I’m sharing my script below.

particularly,context.execute(batch_size=1, bindings=[int(d_input_1), int(d_output)])
this line is taking 1.4sec to run

import tensorrt as trt
import pycuda.driver as cuda
import pycuda.autoinit
import numpy as np

def allocate_buffers(engine, batch_size, data_type):

“”"
This is the function to allocate buffers for input and output in the device
Args:
engine : The path to the TensorRT engine.
batch_size : The batch size for execution time.
data_type: The type of the data for input and output, for example trt.float32.

Output:
h_input_1: Input in the host.
d_input_1: Input in the device.
h_output_1: Output in the host.
d_output_1: Output in the device.
stream: CUDA stream.

“”"

Determine dimensions and create page-locked memory buffers (which won’t be swapped to disk) to hold host inputs/outputs.

h_input_1 = cuda.pagelocked_empty(batch_size * trt.volume(engine.get_binding_shape(0)), dtype=trt.nptype(data_type))
h_output = cuda.pagelocked_empty(batch_size * trt.volume(engine.get_binding_shape(1)), dtype=trt.nptype(data_type))

Allocate device memory for inputs and outputs.

d_input_1 = cuda.mem_alloc(h_input_1.nbytes)

d_output = cuda.mem_alloc(h_output.nbytes)

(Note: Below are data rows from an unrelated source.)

PR #1251, opened 2024-03-22
libsql: add 5s keepalive for clients

LucioFranco:


haaawk:
Let's discuss this some more. I'm not sure it will help and I'm a bit afraid that it might cover up the real issue.

haaawk (approved):

PR #1262, opened 2024-03-26
bottomless: ability to replicate using temporary credentials

ryands17:
This PR adds the functionality to use temporary credentials to backup the database to S3. The `AWS_SESSION_TOKEN` can be optionally passed in to use temporary credentials locally or in an environment like EC2/EKS where roles are attached to the instance.


avinassh (approved):

avinassh:
@ryands17 could you please squash all commits into one? (we use merge queue, so I cannot do that from the PR)

PR #1267, opened 2024-03-27
server: add query stats to hrana responses

LucioFranco:


invisal:
Wow. This is game changing feature.

docs/HRANA_3_SPEC.md
```diff
@@ -1026,6 +1026,8 @@ type StmtResult = {
     "rows": Array<Array<Value>>,
     "affected_row_count": uint32,
     "last_insert_rowid": string | null,
+    "rows_read": uint64,
```
haaawk, line 1029: Since `affected_row_count` is uint32, shouldn't `rows_read` and `rows_written` be uint32 as well?

libsql/src/hrana/cursor.rs
```diff
@@ -134,6 +134,8 @@ where
                 affected_row_count,
                 last_insert_rowid,
                 replication_index: None,
+                rows_read: 0,
+                rows_written: 0,
```
haaawk, line 138: Why are those always 0 here?

libsql-hrana/src/proto.rs
```diff
@@ -22,6 +22,9 @@ pub struct PipelineRespBody {
     pub results: Vec<StreamResult>,
 }
 
+#[derive(Serialize, Deserialize, prost::Message)]
+pub struct Stats {}
```
haaawk, line 26: Where is this used?

libsql-server/src/connection/program.rs
```diff
@@ -105,7 +106,7 @@ impl<'a, B, F, S> Vm<'a, B, F, S>
 where
     B: QueryResultBuilder,
     F: Fn(&StmtKind) -> (bool, Option<String>),
-    S: Fn(String, &rusqlite::Statement, Duration),
+    S: Fn(String, u64, u64, u64, Duration),
```
haaawk, line 109: Why is this change needed? It seems that the whole PR would be much simpler if we kept accepting Statement here, no?

haaawk (approved):

docs/HRANA_3_SPEC.md
LucioFranco: I am not following for why it should match the uint32 of affected row count? Is it just to save the 4 extra bytes?

libsql/src/hrana/cursor.rs
LucioFranco: Cursors for now don't implement stats because its too complicated and not needed for the requirements set out by the requested users.

libsql-hrana/src/proto.rs
LucioFranco: I believe this was extra, removing it. :)

libsql-server/src/connection/program.rs
LucioFranco: I did this change because it made the most sense, we only want to request these stats once and then pass them to the callback and to the add_stats of the build. In addition, we want these values before we hit the callback. This simplification made the most sense to me rather than leaking a detail like this.

haaawk: I have nothing against this change but it is completely irrelevant to the goal of this PR. It's better to do it in a separate PR as a follow up. Otherwise I needed to spend 50% of time reviewing non-essential change. No need to do anything now but in the future having independent changes in independent PRs or at least commits is a desirable thing.

docs/HRANA_3_SPEC.md
haaawk: Just for consistency. if affected_row_count is uint32 and rows_written is uint64 then it is confusing. Does it mean max affected_row_count is 2^32 and max rows_written is 2^64? Maybe it's fine to have different types for those fields but it is confusing.

haaawk (approved):

docs/HRANA_3_SPEC.md
LucioFranco: lets solve this in a follow up. This feature is still hidden for now. Looks like there is both a uint64 and uint32 api for affected rows.

PR #1271, opened 2024-03-29
Jw/custom headers in auth

shopifyski:
every UserAuthStrategy now needs to also implement required_fields()
the caller is expected to make best effort to provide these headers, but it is not guaranteed
it is up to the UserAuthStrategy how to act in case of missing or malformed fields


haaawk:
Are you still working on this @shopifyski ? If not, please close the PR.

PR #1294, opened 2024-04-09
Add `enum` deserialization for sqlite Value

sveltespot:
Currently, if a sql row read needs to be deserialized into a struct, and the struct has one of the fields as a Rust enum type, then the deserialization fails. For example:

```rust
#[derive(Deserialize)]
struct MyRow {
  id: i32,
  status: Status
}

#[derive(Deserialize)]
enum Status {
  Pass,
  Fail
}

```
The deserialization of a row: `1, 'Pass'` will fail.

This commit adds the ability to deserialize a RowValue into an Enum type.


aminya (approved):

sveltespot:
@haaawk @LucioFranco Apologies for tagging. Could you help review and possibly merge this PR. It adds deserialization of a sqlite row into a struct that contains one of the fields as a unit Rust enum, which currently fails.

aminya:
@sveltespot Why did you close this PR? Could you reopen it so it is not lost?

LucioFranco (approved):
Thanks!

PR #1309, opened 2024-04-11
server: add `query_duration_ms` stats to query res

LucioFranco:


haaawk:
It seems that rust client library expects the new field and can't handle when old server does not send the new field in the response.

Create a stream in which to copy inputs/outputs and run inference.

stream = cuda.Stream()
return h_input_1, d_input_1, h_output, d_output, stream

def load_images_to_buffer(pics, pagelocked_buffer):

preprocessed = np.asarray(pics).ravel()
np.copyto(pagelocked_buffer, preprocessed)

def do_inference(engine, pics_1, h_input_1, d_input_1, h_output, d_output, stream, batch_size, height, width):

“”"
This is the function to run the inference
Args:
engine : Path to the TensorRT engine.
pics_1 : Input images to the model.
h_input_1: Input in the host.
d_input_1: Input in the device.
h_output_1: Output in the host.
d_output_1: Output in the device.
stream: CUDA stream.
batch_size : Batch size for execution time.
height: Height of the output image.
width: Width of the output image.

Output:
The list of output images.

“”"

load_images_to_buffer(pics_1, h_input_1)

with engine.create_execution_context() as context:

Transfer input data to the GPU.

cuda.memcpy_htod_async(d_input_1, h_input_1, stream)

   # Run inference.

   context.profiler = trt.Profiler()
   context.execute(batch_size=1, bindings=[int(d_input_1), int(d_output)])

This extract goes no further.